From a practical point of view, then, it is said that Chanel appreciate­d how the perfect appearance of the camellia was not accompanie­d by any fussy fragrance. Unlike a rose or even the then fashionabl­e carnation, the camellia, devoid of fragrance, could fill vases in a room, or accessoris­e Chanel’s outfit, without in any way interferin­g with the scent of her beloved No 5.

Whatever the reason Coco Chanel settled on the camellia as her floral signature, it was, characteri­stically, a smart choice.
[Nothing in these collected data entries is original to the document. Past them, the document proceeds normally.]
PR #229, opened 2024-07-11
feat: add new API for provider registration

aloknerurkar:
Adds password protected API for registering providers with the block tracker contract.


oracle/pkg/apiserver/apiserver.go
```diff
@@ -71,10 +86,81 @@ func New(
...
 }
 
+func (s *Service) registerProvider(password string) http.Handler {
+	return http.HandlerFunc(func(w http.ResponseWriter, r *http.Request) {
+		if r.Method != http.MethodPost {
+			http.Error(w, "Method not allowed", http.StatusMethodNotAllowed)
+			return
+		}
+
+		if r.Header.Get("X-Registration-Password") != password {
```
Mikelle, line 102: How do we plan to use this password? I don’t see that it is saved or used later in the code.

Mikelle (approved):

PR #230, opened 2024-07-11
chore: standardize solidity version to 0.8.20 across repo

shaspitz:
See https://swcregistry.io/docs/SWC-103/. This branch [looks good in devnet setup](https://github.com/primev/mev-commit/actions/runs/9900092362) and should effectively be a refactor. Ie. we've been using 0.8.20 already but this PR makes it explicit everywhere


Mikelle:
Why did we decide to use 0.8.20 and not 0.8.26, for example?

shaspitz:
> Why did we decide to use 0.8.20 and not 0.8.26, for example?

If I remember correctly it first had to do with matching the version of one of our open-zeppelin dependancies. At this point 0.8.20 is just what we've tested the most and designed around. So no need to upgrade until a future solidity version has a necessary feature for our uses

Issue #233, opened 2024-07-12
Go through mev-commit smart contracts and do optimizations


Mikelle:
Example:
* i++ -> ++i
* reduce redundant state reading
* reduce messages in require to 32 bytes
* etc...

PR #234, opened 2024-07-12
fix: refactored contracts

Mikelle:
Closes: https://github.com/primev/mev-commit/issues/233


contracts/contracts/PreConfCommitmentStore.sol
```diff
@@ -721,7 +698,6 @@ contract PreConfCommitmentStore is OwnableUpgradeable, UUPSUpgradeable {
     function _bytes32ToHexString(
         bytes32 _bytes32
     ) internal pure returns (string memory) {
-        bytes memory HEXCHARS = "0123456789abcdef";
         bytes memory _string = new bytes(64);
         for (uint8 i = 0; i < 32; i++) {
```
shaspitz, line 702:
```suggestion
        for (uint8 i = 0; i < 32; ++i) {
```

contracts/contracts/PreConfCommitmentStore.sol
```diff
@@ -738,7 +714,6 @@ contract PreConfCommitmentStore is OwnableUpgradeable, UUPSUpgradeable {
     function _bytesToHexString(
         bytes memory _bytes
     ) public pure returns (string memory) {
-        bytes memory HEXCHARS = "0123456789abcdef";
         bytes memory _string = new bytes(_bytes.length * 2);
         for (uint256 i = 0; i < _bytes.length; i++) {
```
shaspitz, line 718:
```suggestion
        for (uint256 i = 0; i < _bytes.length; ++i) {
```

contracts/contracts/PreConfCommitmentStore.sol
```diff
@@ -558,13 +540,13 @@ contract PreConfCommitmentStore is OwnableUpgradeable, UUPSUpgradeable {
         uint256 minTime = block.timestamp - commitmentDispatchWindow;
 
         // Check if the dispatch timestamp is within the allowed dispatch window
-        require(dispatchTimestamp > minTime, "Invalid dispatch timestamp");
+        require(dispatchTimestamp >= minTime, "Invalid dispatch timestamp");
```
shaspitz, line 543: Is this change of behavior intentional? After clarifying with the auditors their stance is `When inside the require statements, non-strict inequalities (>=, <=) are usually costlier than strict equalities (>, <).`

shaspitz (approved):
Looks solid! Just a few comments

contracts/contracts/PreConfCommitmentStore.sol
Mikelle: I did it, after reading this quote:
```
When inside the “if/require” statements, non-strict inequalities (>=, <=) are
usually cheaper than the strict equalities (>, <).
```
Thank you for clarifying, I will return it back

Issue #109, opened 2024-05-27
Separate accounts for contract deployer and oracle


shaspitz:
Currently the permissioned oracle account must be the same as the account which deployed the core contracts, see [here](https://github.com/primev/mev-commit/blob/80781bf15e95120dfb871cfee0f24fef5c206799/infrastructure/nomad/playbooks/templates/jobs/mev-commit-oracle.nomad.j2#L193). From a security perspective we should introduce two separate keystores for the oracle and the contract deployer. This would involve changing the onlyOwner modifier for multiple contract functions (ex: [here](https://github.com/primev/mev-commit/blob/80781bf15e95120dfb871cfee0f24fef5c206799/contracts/contracts/Oracle.sol#L80)) s.t. it checks for a separate oracle account who sent the tx

PR #241, opened 2024-07-16
fix: remaining audit remediations

shaspitz:
Fixes issues 6-14 from recent validator registry audit. Most are refactors or gas optimizations. Devnet tested in https://github.com/primev/mev-commit/actions/runs/9996080181


contracts/contracts/PreConfCommitmentStore.sol
```diff
@@ -14,7 +14,7 @@ import {WindowFromBlockNumber} from "./utils/WindowFromBlockNumber.sol";
  * @title PreConfCommitmentStore - A contract for managing preconfirmation commitments and bids.
  * @notice This contract allows bidders to make precommitments and bids and provides a mechanism for the oracle to verify and process them.
  */
-contract PreConfCommitmentStore is OwnableUpgradeable, UUPSUpgradeable {
+contract PreConfCommitmentStore is Ownable2StepUpgradeable, UUPSUpgradeable {
```
Mikelle, line 17: Is a change to `Ownable2StepUpgradeable` needed? If we change the mechanism to transfer ownership, do we need to update this script: https://github.com/primev/mev-commit/blob/main/contracts/scripts/DeployScripts.s.sol#L78?

shaspitz: I wasn't aware we're transferring ownership for only two of our contracts. I'll work on https://github.com/primev/mev-commit/issues/109 as that is the proper solution here

shaspitz: As far as ownable2Step here's what auditors said

> The "Ownable2Step" pattern is an improvement over the traditional "Ownable" pattern, designed to enhance the security of ownership transfer functionality in a smart contract. Unlike the original "Ownable" pattern, where ownership can be transferred directly to a specified address, the "Ownable2Step" pattern introduces an additional step in the ownership transfer process. Ownership transfer only completes when the proposed new owner explicitly accepts the ownership, mitigating the risk of accidental or unintended ownership transfers to mistyped addresses. 

> Impacts
Without the "Ownable2Step" pattern, the contract owner might inadvertently transfer ownership to an unintended or mistyped address, potentially leading to a loss of control over the contract. By adopting the "Ownable2Step" pattern, the smart contract becomes more resilient against external attacks aimed at seizing ownership or manipulating the contract's behavior.

shaspitz: Resolving this comment from https://github.com/primev/mev-commit/pull/251 being merged

Mikelle (approved):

It is a bloom with a compositio­n that lends itself to delicate creations and yet has a weighty elegance that works in bold design too. It’s feminine and strong; it has delicacy and depth of character. It’s the Chanel ideal, though Coco Chanel herself could not have foreseen how it would eventually pervade her brand’s skincare, too.

Then again, maybe she could. That blanket approach of spreading what she loved into every aspect of her creations and designs was what made Coco Chanel special and is part of what informs the enduring appeal of the house in her name.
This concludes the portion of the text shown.